The two women called on friends and family for help; Beaulier recruited her best friend, Julie Restuccia, and her 34-year-old daughter, Meggen Beaulier, to top jobs. Another daughter, an architect, designed the logo and packaging. Friends with corporate backgrounds dropped by to keep the books.

State economic development advisers stepped in with support, sending the business expert consultants.

"They were a little nervous," said Nimon, the business development head for the state. "They would have liked to baby-step it, but they had these opportunities, and they had to come out of their shell."

The company quickly developed new products: brownies in more than 30 flavors, such as bourbon, raisin, and blueberry; brownies shaped like lobsters, hearts, and acorns; brownies topped with edible corporate logos; a "breakfast brownie" made with fruit and nuts; and bite-size brownie truffles - 60-calorie nuggets covered in chocolate.

Straining, these days, to fit into its tight quarters, the company will move to a 2,500-foot space in Freeport next year, when it plans to unveil its next new product, frozen brownie batter.

Beaulier said she has struggled to stay afloat while using costly, all-natural ingredients. Though the 3- or 4-ounce brownies sell for almost $4 apiece - in Nordstrom department store cafes, on the Home Shopping Network website, and at simplydivinebrownies.com, among other places - the business recently earned its first profits, she said.

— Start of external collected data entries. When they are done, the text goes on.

PR #2330, opened 2017-08-17
Replace "kale" with "skala" as an argument to --backend

ehildenb:


ehildenb:
@cos  can you make sure this is still correct and lets get it merged?

cos (approved):
if easy, let's call it "scala" instead of "skala"

lucaspena:
We can change it from `skala` to `scala` here, but this looks like just a comment. It's not clear exactly what we'd have to change in order to correctly rename it to `scala`. For example, are there other repositories like `kale` or `kore` that depend on the name `skala`? Feel free to open up another pull request and change it to `scala` everywhere needed, but if it's ok with you we'd like to just get this merged as is.

ehildenb:
Merging, we can re-name it again later if needed. It looks like renaming it will require more work than just changing things in this repository.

On a recent day in the Brunswick kitchen, baker Shannon Grauer piled 1-pound bars of butter in a pot for melting. The workers all wear pink and pearls daily, at Beaulier's request, in a tribute to her mother, who died of breast cancer.

When a stranger showed up to ask for a job, no one blinked. Beaulier said the company has drawn a steady stream of would-be employees, many of them overqualified for brownie-baking.

The woman, Wendy Butterfield of Bath, said she liked the idea of a "small, artistic business" run by women.

She paused, and confessed another attraction.

"I'm a sugar addict," she added. "What can I say?"